「水族館デートは危険が一杯? 美希ブキVer.」/SABI




 動物が好きな彼女に喜ばれるデートコースといったら、動物園か水族館。


 紫外線の多いこの時期は断然、水族館。
 天候に左右されないということもあるし、館内は空調が完備されているから快適ということもある。
 それに、水族館内は照明が落とされていて薄暗いから、手を繋いだりしても人目が気にならない。


 誘った方のアタシが水族館の入場料を払う代わりに、昼食はブッキーの手作り。
 午前中は混雑を避けて先にイルカショーを見て、お昼ごはんの後は館内の展示生物を見る。
 アタシのデートプラン、完璧!



 ・・・ただ、一つだけ、心配なことがあるとすれば、
 水族館にはアタシが苦手なアレがいるだろうということ。
 アレは八本足で、西洋では悪魔の魚と呼ばれているらしい。
 そう、アタシはタコが嫌い。嫌いなんかを通り越して、怖い。


 アレがいそうな場所というと、日本の近海の生物を展示してある所。
 身近な魚介類が多くて日本のどこでも獲れることができる、マダコもいるかもしれない。
 それと、魚類以外が展示してあるコーナーにも、タコがいる可能性が高い。
 珍種のクラゲなど珍しい水棲生物がいるみたいで、インターネットで調べたけど、
 どこに何が展示されているのかまでは、はっきりと分からない。
 だから、アレによって、折角のデートが台無しになるかもしれない。
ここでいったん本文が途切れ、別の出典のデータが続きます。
PR #32974, opened 2023-09-11
Required Review Action: retrieve GitHub server URL from context

### LINKED ISSUE #32973: required-review action links to non-existing check on GitHub Enterprise
### Impacted plugin

None / Other

### Quick summary

The required-review GitHub Action works on GitHub Enterprise, however the check that is generated on the pull request has a broken "details" link, since it has the public GitHub URL hardcoded.

### Steps to reproduce

1. Use the action in GitHub Enterprise
2. Click the `details` link next to the check
3. See the 404 returned from github.com

The details link should use the server on which the action was ran as its base, e.g. https://mycompany.com

### What actually happened

The details link uses https://github.com as its base and returns a 404.

### Impact

Some (< 50%)

### Available workarounds?

_No response_

### Logs or notes

_No response_

ldaneliukas:
This is required in order to correctly support GitHub Enterprise usage, otherwise the check detail links are broken.

Fixes #32973

## Proposed changes:
* Retrieve GitHub server URL from the context instead of hardcoding it in as github.com

## Testing instructions:

* Utilize the required-review GitHub Action in any Actions workflow with a sample configuration
* Create a pull request
* Click "Details" next to the Require Review check in the CI section

Example:
```
---
name: Required Review test
on: pull_request

jobs:
  check:
    name: Required Reviews
    runs-on: ubuntu
    steps:
      - uses: Automattic/action-required-review@v3
        with:
          token: ${{ secrets.GITHUB_TOKEN }}
          requirements: |
            - name: All files
              paths:
                - '**'
              teams:
                - test-team
```

No

## Affected projects
GitHub Action for required review


jeherve (dismissed):
Thanks for the contribution!

Could you add the missing info mentioned in the comment above mine?

Thank you.

anomiex:
That's a good catch, thanks!

It  looks like we probably have a similar issue in one of our other actions. Would you mind having a look at that one too?

<details>

These could probably make use of [`$GITHUB_SERVER_URL`](https://docs.github.com/en/actions/learn-github-actions/variables#default-environment-variables):
* https://github.com/Automattic/jetpack/blob/cd5b4408bfdfe0db89ee9da134e4a1b0c723cf68/projects/github-actions/push-to-mirrors/push-to-mirrors.sh#L43
* https://github.com/Automattic/jetpack/blob/cd5b4408bfdfe0db89ee9da134e4a1b0c723cf68/projects/github-actions/push-to-mirrors/push-to-mirrors.sh#L72
* https://github.com/Automattic/jetpack/blob/cd5b4408bfdfe0db89ee9da134e4a1b0c723cf68/projects/github-actions/push-to-mirrors/push-to-mirrors.sh#L74
* https://github.com/Automattic/jetpack/blob/cd5b4408bfdfe0db89ee9da134e4a1b0c723cf68/projects/github-actions/push-to-mirrors/push-to-mirrors.sh#L107

I'm not sure whether the use of `@users.noreply.github.com` to make email addresses (e.g. [here](https://github.com/Automattic/jetpack/blob/cd5b4408bfdfe0db89ee9da134e4a1b0c723cf68/projects/github-actions/push-to-mirrors/push-to-mirrors.sh#L45C82-L45C82)) would want something similar, or what that something might be.

</details>

If you don't want to look, that's ok, just say so. I'll make my best guess in a separate PR and hope someone using GitHub Enterprise will eventually correct it if needed.

ldaneliukas:
> That's a good catch, thanks!
> 
> It looks like we probably have a similar issue in one of our other actions. Would you mind having a look at that one too?
> 
> If you don't want to look, that's ok, just say so. I'll make my best guess in a separate PR and hope someone using GitHub Enterprise will eventually correct it if needed.

I've updated the other areas where the use of `github.com` would impact GitHub Enterprise users, however I don't think the default no-reply email matters here. As I see it is customisable so if needed, users can use that to adjust it to their needs.

projects/github-actions/push-to-mirrors/push-to-mirrors.sh
```diff
@@ -40,7 +40,7 @@ fi
 
 if [[ -z "$COMMIT_MESSAGE" ]]; then
 	MONOREPO_COMMIT_MESSAGE=$(cd "${SOURCE_DIR:-.}" && git show -s --format=%B $GITHUB_SHA)
-	COMMIT_MESSAGE=$( printf "%s\n\nCommitted via a GitHub action: https://github.com/%s/actions/runs/%s\n" "$MONOREPO_COMMIT_MESSAGE" "$GITHUB_REPOSITORY" "$GITHUB_RUN_ID" )
+	COMMIT_MESSAGE=$( printf "%s\n\nCommitted via a GitHub action: %s/%s/actions/runs/%s\n" "$GITHUB_SERVER_URL" "$MONOREPO_COMMIT_MESSAGE" "$GITHUB_REPOSITORY" "$GITHUB_RUN_ID" )
```
anomiex: You inserted the new argument in the wrong place in the list.
```suggestion
	COMMIT_MESSAGE=$( printf "%s\n\nCommitted via a GitHub action: %s/%s/actions/runs/%s\n" "$MONOREPO_COMMIT_MESSAGE" "$GITHUB_SERVER_URL" "$GITHUB_REPOSITORY" "$GITHUB_RUN_ID" )
```

projects/github-actions/push-to-mirrors/CHANGELOG.md
```diff
@@ -5,6 +5,10 @@ All notable changes to this project will be documented in this file.
 The format is based on [Keep a Changelog](https://keepachangelog.com/en/1.0.0/)
 and this project adheres to [Semantic Versioning](https://semver.org/spec/v2.0.0.html).
 
+## [2.1.0] - 2023-09-12
+### Fixed
+- Replaced hardcoded values of github.com with variables to support GitHub Enterprise. [#32974]
+
```
anomiex: Don't update the CHANGLOG.md files directly.

The thing to do is to create a file in `projects/github-actions/push-to-mirrors/changelog/` with appropriate contents. There are tools to help with formatting that file correctly:

* If you've done `pnpm install`, then `pnpm jetpack changelog add` should guide you through it.
* Or, in the `projects/github-actions/push-to-mirrors/` directory, you can do `composer install` and then `composer exec changelogger add`.

projects/github-actions/required-review/CHANGELOG.md
```diff
@@ -5,6 +5,10 @@ All notable changes to this project will be documented in this file.
 The format is based on [Keep a Changelog](https://keepachangelog.com/en/1.0.0/)
 and this project adheres to [Semantic Versioning](https://semver.org/spec/v2.0.0.html).
 
+## [3.2.0] - 2023-09-12
+### Fixed
+- Replaced hardcoded values of github.com with variables to support GitHub Enterprise. [#32974]
+
```
anomiex: As above, don't do this, add a file in `projects/github-actions/required-review/changelog/` instead.

anomiex (changes requested):

projects/github-actions/push-to-mirrors/CHANGELOG.md
ldaneliukas: My bad, I've never actually used `jetpack` and don't have composer installed (since I do nothing with PHP) so updated it manually.

anomiex (commented):
One more thing, I think: we should now add `GITHUB_SERVER_URL` to the list at https://github.com/Automattic/jetpack/blob/77cb1e6004148dbb8f75183bcacbeae87abd8d89/projects/github-actions/push-to-mirrors/push-to-mirrors.sh#L7-L10

anomiex:
Also I see the CI check has flagged that a version number needs to be updated to "3.2.0-alpha" in https://github.com/Automattic/jetpack/blob/77cb1e6004148dbb8f75183bcacbeae87abd8d89/projects/github-actions/required-review/package.json#L3

anomiex (approved):
Let's go for it! Assuming CI is happy this time.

気を付けなければ。



 デート当日は、日ごろの行いが良かったからか、雲ひとつない快晴。
 水族館は屋内だけど、イルカショーは屋外だし移動を考えると、雨より晴れの方がいい。


 開館時間とほぼ同時に入館し、特に場所を取る必要もなく、一番早い回のイルカショーを見ることができた。
 輪をくぐったり高い所にあるボールに触れたりするイルカたちに子どもの様に大きな歓声を上げ拍手を送る。


 屋外にはペンギンやアシカがいるプールもあって、こっちが終わったら次はあそこという感じに、
 イベントがある時間も少しずつずらしてあって、効率良く見ることができるように工夫されている。
 逆にいえば、そういうイベントの時間は他の場所は空いているから、人ごみは避けてゆっくり観てまわった。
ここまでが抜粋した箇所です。